Ergomed launches Rare Disease Innovation Center

Clinical research organisation (CRO) Ergomed has launched a Rare Disease Innovation Center to support biotech and pharma companies with their drug development plans.

Rare diseases are thought to affect around 300 million people across the world. Conducting clinical trials in rare disease areas can be especially difficult due to the rarity of patients, alongside issues such as a limited pool of experienced investigators, heterogeneity of indication, lack of established endpoints, and poorly understood natural history.  

Ergomed’s Rare Disease Innovation Center has been designed to provide solutions to address the challenges faced by rare disease sponsors to help them reduce clinical trial timelines, optimise patient experience, and bring more treatments to market. 

The center features a consortium of industry partners and subject matter experts dedicated to developing tailored solutions for rare disease focused companies and patients. These include partners such as Trialbee, mdgroup, THREAD, Clinone, Medidata, a Dassault Systèmes company, Rare Patient Voice, Patient Wing and others.

“Rare disease drug development is the fastest growing area in drug development with a 12-14% annual growth rate, accounting for about one third of the drugs in development. We’re excited about the opportunity to launch our Rare Disease Innovation Center to leverage Ergomed’s experience from doing hundreds of rare disease studies in conjunction with innovative approaches from our industry partners to help our sponsors overcome challenges in rare disease drug development” said Zizi Uzezi Imatorbhebhe, senior vice president, Global Strategy and Development, Head Rare Disease Innovation Center, Ergomed.

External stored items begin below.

PR #303, opened 2022-03-02
Deploy Contracts to Optimism and Arbitrum

apbendi:
This PR:

* Updates the deployment script to:
    *  Deploy Umbra
    * Bump nonce to the number needed to keep Registry address consistent
    * Deploy the Stealth Key Registry
* Configures and documents deployments for Optimism and Arbitrum, and their respective test networks

All deployments are now completed and contracts are verified with matching address on the networks in question.


contracts/.env.example
```diff
@@ -1,4 +1,4 @@
 INFURA_ID=zzzzzzzzzzzzzzzzzzzzzzzzzzzzzzzz
 MNEMONIC=here is where your twelve words mnemonic should be put my friend
 DEPLOY_GSN=false
-ETHERSCAN_API_KEY="YOUR_API_KEY"
\ No newline at end of file
+ETHERSCAN_VALIDATION_API_KEY="YOUR_API_KEY"
```
mds1, line 4: just to be more precise on the use case for the API key
```suggestion
ETHERSCAN_VERIFICATION_API_KEY="YOUR_API_KEY"
```

contracts/deploy-history/arbitrum-2022-03-02T18:56:10.776Z.json
```diff
@@ -0,0 +1,8 @@
+{
+  "deployer": "0x2217432e5E0e2D77576461662d267bd293820811",
+  "contracts": {
+    "Umbra": "0x2C943761FEA42Eaca0AfE6064A6daB935fB5b18a",
```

Specifically, the center will aim to support companies in designing more  and performance analytics to predict key milestones and scenario analyses. The center will also aim to utilise real world evidence for synthetic control arms, patient selection, biomarkers, end point selection, patient registries and other areas. Companies will also be assisted in selecting the right innovations, such as decentralisation and other technologies, to identify and retain rare disease patients. 

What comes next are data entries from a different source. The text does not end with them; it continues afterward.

PR #304, opened 2022-03-07
Improve frontend token rounding 

### LINKED ISSUE #283: Implement a Saner Rounding Strategy and Apply It Across the App
Different currencies/amounts/tokens require different rounding strategies to provide useful numbers to humans. For example, stablecoin amounts should almost always be rounded to 2 decimals, while something like a fee of `0.000456748949` WETH needs to be rounded to something like `0.00046 WETH` for human readability.

A possible algorithm for this is something like:

```
if < 1, round to two sig figs, if > 1, round to two decimals
```

Or, roughly (in untested code):

```typescript
// Show two sig figs if number is <= 1, and show two decimals otherwise
export function formatAmount(amount: BigNumberish, decimals: number) {
  const formattedAmount = parseFloat(formatUnits(amount, decimals))
  // I think toLocaleString with maximumFractionDigits=2 should also work instead of toPrecision
  if (formattedAmount <= 1) return formattedAmount.toPrecision(2) 
  return formattedAmount.toLocaleString(undefined, {
      minimumFractionDigits: 0,
      maximumFractionDigits: 10,
    })
}
```

We should implement this algorithm properly and use it throughout the app, effectively replacing and unifying all current usage of the `round` method or `roundTokenAmount` method.

See [here](https://github.com/ScopeLift/umbra-protocol/pull/279#discussion_r789690434) and [here](https://github.com/ScopeLift/umbra-protocol/pull/279#discussion_r789691361) for further discussion.

davidlaprade:
Fixes #283

I believe this is basically a no-op from the user's perspective, but here's confirmation that the change works:

umbra-WETH-rounding

umbra-DAI-token-rounding

### DIFF
--- a/frontend/babel.config.js
+++ b/frontend/babel.config.js
@@ -1,4 +1,8 @@
 /* eslint-env node */
 module.exports = {
-  presets: ['@quasar/babel-preset-app'],
+  presets: [
+    '@babel/preset-env',
+    '@quasar/babel-preset-app',
+    '@babel/preset-typescript',
+  ],
 };
--- a/frontend/package.json
+++ b/frontend/package.json
@@ -27,6 +27,7 @@
     "quasar": "^1.0.0"
   },
   "devDependencies": {
+    "@babel/preset-typescript": "^7.16.7",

LaQuinta Jernigan, executive vice president, North American at mdgroup, partner to the Rare Disease Innovation Center, said: “Rare diseases represent an area of significant unmet medical need – these more than 7,000 conditions have a huge impact on people’s lives, yet treatment options are often limited. And while the advent of cutting-edge therapeutics, such as gene therapy, presents exciting new opportunities, drug development in this space is challenging. Recruitment can be difficult, and retention can be tough.

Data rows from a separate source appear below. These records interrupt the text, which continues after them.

Issue #298, opened 2022-02-28
Add batch send functionality


mds1:
Similar to zkSync checkout or https://disperse.app/, show users a table and allow them to enter multiple addresses, tokens, and amounts, then batch them all up into a single transaction

We can support this in the UI with a toggle for showing a mode similar to the one below. Then we'd write an `UmbraRouter` contract which has a method with a signature of `send(SendParams[] _params)` where the `SendParams` struct contains everything needed to call `Umbra.sendEth` and/or `Umbra.sendToken` in a loop. The flow would be:

1. UI shows user a table which they populate, similar to the one below
2. App generates the required random numbers, ephemeral pubkeys, ciphertext, etc. for each row in the table
3. User approves the `UmbraRouter` to send tokens as required
4. Use calls `UmbraRouter.send()` with all required calldata. This method then pulls the tokens from the user to the router, and in a loop calls the appropriate Umbra send method

Also need to decide on the best way for the router to handle approvals. Should there be an admin-only/public method to add new approvals? Or just do the approves as-required in the router? The former is cheaper for users, but ideally we don't need an admin and we'd need to ensure a public method is ok. The latter is more expensive for users, but results in a simpler contract with less attack surface

![image](https://user-images.githubusercontent.com/17163988/156021208-a2132244-018b-4e41-8eb7-80bc5386b87f.png)

garyghayrat:
Remaining tasks:
- [ ] Complete contract gas optimization
- [ ] Write contract deploy script
- [ ] Deploy contracts across relevant networks
- [ ] Create frontend interface for BatchSend

PR #311, opened 2022-03-29
Dapp batch send #298

garyghayrat:
@mds1


contracts/contracts/UmbraRouter.sol
```diff
@@ -0,0 +1,55 @@
+// SPDX-License-Identifier: MIT
+
+pragma solidity ^0.7.6;
+
+contract UmbraRouter {
+  address internal constant umbra = 0xFb2dc580Eed955B528407b4d36FfaFe3da685401;
```
mds1, line 6: Recommend using an interface here for stronger type checking
```solidity
interface IUmbra {
  function sendEth(address payable receiver, uint256 tollCommitment, bytes32 pkx, bytes32 ciphertext) external payable;
  function sendToken(address receiver, address tokenAddr, uint256 amount, bytes32 pkx, bytes32 ciphertext) external payable
}

contract UmbraRouter {
  IUmbra internal constant umbra = 0xFb2dc580Eed955B528407b4d36FfaFe3da685401;
}
```

contracts/contracts/UmbraRouter.sol
```diff
@@ -0,0 +1,55 @@
...
+   * @param _pkxes X-coordinate of the ephemeral public key used to encrypt the payload
+   * @param _ciphertexts Encrypted entropy (used to generated the stealth address) and payload extension
+   */
+  function batchSend(
+    address payable[] calldata _receivers,
+    address[] calldata _tokenAddrs,
+    uint256[] calldata _amounts,
+    uint256[] calldata _tollCommitments,
+    bytes32[] calldata _pkxes,
+    bytes32[] calldata _ciphertexts
```
mds1, line 24: Let's define a struct to clean things up and avoid having to verify that all array lengths are equal. We can have `SendEth` struct, a second `SendToken` struct, then a single `tollCommitment` argument (it will be the same for each ETH send, so no need to duplicate that). Then you can have the following function signatures:

```solidity
function batchSendEth(uint256 _tollCommitment, SendEth[] _params);
function batchSendTokens(SendToken[] _params);
function batchSend(uint256 _tollCommitment, SendEth[] _ethParams, SendToken[] _tokenParams);
```

contracts/contracts/UmbraRouter.sol
```diff
@@ -0,0 +1,55 @@
...
+  ) external payable {
+    bytes memory payload;
+
+    for (uint256 i = 0; i < _receivers.length; i++) {
+      if (_tokenAddrs[i] == address(0x0)) {
+        payload = abi.encodeWithSignature(
+          "sendEth(address,uint256,bytes32,bytes32)",
```
mds1, line 31: Once we improve the interface, we can replace this with `abi.encodeWithSelector(IUmbra.sendEth.selector, ...)` which is safer than typing out the function signature

contracts/contracts/UmbraRouter.sol
```diff
@@ -0,0 +1,55 @@
...
+    address[] calldata _tokenAddrs,
+    uint256[] calldata _amounts,
+    uint256[] calldata _tollCommitments,
+    bytes32[] calldata _pkxes,
+    bytes32[] calldata _ciphertexts
+  ) external payable {
+    bytes memory payload;
+
+    for (uint256 i = 0; i < _receivers.length; i++) {
+      if (_tokenAddrs[i] == address(0x0)) {
```
mds1, line 29: Common convention is to use `0xEeeeeEeeeEeEeeEeEeEeeEEEeeeeEeeeeeeeEEeE` to represent ETH, which is what we do in Umbra. However with the new structs this check would be unnecessary

contracts/contracts/UmbraRouter.sol
```diff
@@ -0,0 +1,55 @@
...
+        payload = abi.encodeWithSignature(
+          "sendEth(address,uint256,bytes32,bytes32)",
+          _receivers[i],
+          _tollCommitments[i],
+          _pkxes[i],
+          _ciphertexts[i]
+        );
+
+        (bool success, bytes memory data) = umbra.delegatecall(payload);
+        require(success && (data.length == 0 || abi.decode(data, (bool))), "TRANSFER_FAILED");
```
mds1, line 39: This should be a regular call using `umbra.sendEth(...)`, removing the need for the manual payload encoding. If we delegatecall, we're executing the Umbra logic in the context of this router. So storage writes and event emissions would come from the router—not from the Umbra contract—which is not what we want.

And make sure to either (1) execute approvals for supported tokens in the constructor, or (2) do it in-line here. 

Approach 1 is cheaper for users, but then we need to deploy new contracts each time a new token is supported, or add a method that lets anyone set allowance of a token to `type(uint256).max`. Need to think through if there are any security implications of the latter. I don't think so, because if there are then approach 2 will have those security concerns also

mds1 (commented):
This is the right general direction! Just left a few comments on how to clean things up, and @apbendi feel free to sanity check all this

contracts/contracts/UmbraRouter.sol
mds1: You can even just name all three methods `batchSend`, I don't have much preference on which we use

contracts/contracts/UmbraRouter.sol
```diff
@@ -0,0 +1,55 @@
+// SPDX-License-Identifier: MIT
+
+pragma solidity ^0.7.6;
```
apbendi, line 3: We should be able to configure hardhat to use multiple versions of the compiler, and bump this up to the latest version of Solidity, `^0.8.13`

garyghayrat:
@mds1 @apbendi Might worth another look now.

contracts/contracts/UmbraRouter.sol
```diff
@@ -0,0 +1,102 @@
...
+        abi.encodeWithSelector(
+          IUmbra.sendEth.selector,
+          _params[i].receiver,
+          _tollCommitment,
+          _params[i].pkx,
+          _params[i].ciphertext
+        );
+
+      (bool success, ) = umbra.call{value: _amount}(data);
+      require(success, "sendEth call failed");
```
mds1, line 61: Instead of doing this manually, we can make things cleaner by leveraging our interface. This is the reason for making the `umbra` variable of type `IUmbra` instead of `address`

```suggestion
      umbra.sendEth(_params[i].receiver, _tollCommitment, _params[i].pkx, _params[i].ciphertext);
```

contracts/contracts/UmbraRouter.sol
```diff
@@ -0,0 +1,102 @@
...
+          IUmbra.sendToken.selector,
+          _params[i].receiver,
+          _params[i].tokenAddr,
+          _amount,
+          _params[i].pkx,
+          _params[i].ciphertext
+        );
+
+      (bool success, ) = umbra.call(data);
+      require(success, "sendToken call failed");
```
mds1, line 90: Same comment about using `umbra.sendToken(...)` here instead of manually encoding and verifying the call

mds1 (commented):
Second look done!

contracts/contracts/UmbraRouter.sol
mds1: @apbendi Any preference? I'm guessing you'll prefer the current approach of separate names. If so just mark this resolved

contracts/contracts/UmbraRouter.sol
mds1: Probably can decide how we want to handle token approvals as part of a separate gas golfing PR, so marking this resolved

contracts/contracts/UmbraRouter.sol
```diff
@@ -0,0 +1,102 @@
...
+  }
+
+  function batchSendTokens(uint256 _tollCommitment, SendToken[] calldata _params) public payable {
+    for (uint256 i = 0; i < _params.length; i++) {
+      uint256 _amount = _params[i].amount;
+      address _tokenAddr = _params[i].tokenAddr;
+      IERC20 token = IERC20(address(_tokenAddr));
+
+      //User needs to approve router address as spender first
+      token.transferFrom(msg.sender, address(this), _amount);
```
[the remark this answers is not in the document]
garyghayrat: I made an attempt at this. The fn is called receiveTokens.

contracts/contracts/UmbraRouter.sol
garyghayrat: I thought you suggested using abi.encodeWithSelector. https://github.com/ScopeLift/umbra-protocol/pull/311#discussion_r837951449 What would be a situation where you might want to use selectors?

garyghayrat:
@mds1 Changing the filename messed up the diff, but I just made the calls use the interface; added receiveTokens in place of calling `token.transferFrom(msg.sender, address(this), _amount);` in a loop; added 3 global vars to be used in receiveTokens. Prob not the most efficient way but a start. Looking forward to another review while I start testing more.

contracts/contracts/UmbraRouter.sol
mds1: Yea sorry that was unclear—a few lines down when I saw what's going on I added a separate about using `umbra.sendETH` instead. In context of that specific line, `encodeWithSelector` was a better choice, but in context of the contract, `umbra.sendEth` is better.

Here's an example where a [timelock](https://github.com/compound-finance/compound-protocol/blob/3affca87636eecd901eb43f81a4813186393905d/contracts/Timelock.sol#L95) contract uses `abi.encodePacked` because it doesn't know the sig/calldata until runtime. They could have also done `abi.encodeWithSignature`

contracts/contracts/UmbraRouter.sol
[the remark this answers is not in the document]
mds1: This works, but in some cases this will actually be more expensive than the previous approach! If I'm batch sending tokens with one send of DAI, one of USDC, and one of USDT, I still do three transfers, but now I have extra logic and storage writes. And storage refunds are capped at 20% so even though the cost of "[slot started zero, currently nonzero, now being reset to zero](https://github.com/wolflo/evm-opcodes/blob/main/gas.md#a7-sstore)" is only 100 gas because of a 19,900 gas refund, you won't actually realize the full 59700 refund making this new approach a lot pricier.

That's why I think we should leave the original approach for now, and think harder about the options in a follow up PR 🙂

(As a side note, you don't need the nested mapping since the first arg is always `msg.sender` and gets cleared at the end of the transaction, so a standard mapping should work the same)

contracts/contracts/UmbraRouter.sol
mds1: (feel free to mark this one resolved whenever you see fit)

contracts/contracts/UmbraRouter.sol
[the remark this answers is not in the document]
mds1: In case you're interested, here are some of the approaches we'll consider:
- Use [memmove](https://github.com/brockelmore/memmove) for in memory arrays and mappings to avoid storage writes (not yet audited). With this approach, we'd basically do what you do now, but in memory, so it's cheaper than storage
- Require the array inputs to be sorted by address. Then we can more easily `require(params[i].tokenAddr >= params[i-1].tokenAddr)` on each loop iteration to simplify tracking the tokens and amounts
- Add a new struct array input called `TransferSummary[]` and have the user tell us what their token sends sum up to, and verify they told us the truth. This is how we did something similar in [dgrants](https://github.com/dcgtc/dgrants/blob/2732f3107fd497b8c7f6ba7a13fcfb9f9f0e89e9/contracts/contracts/GrantRoundManager.sol#L120-L124) but instead of simple token transfers we had varying amounts of tokens to swap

“At mdgroup, we wrap our arms around participants by combining a personalised approach to clinical trial management, patient care, and logistics with cutting-edge technologies and data systems. That means going above and beyond to support people in the best way for them – whether that’s facilitating participation within their own homes, supporting them to travel safely to and from study sites, or developing a hybrid model. It all adds up to increased engagement and fewer dropouts.”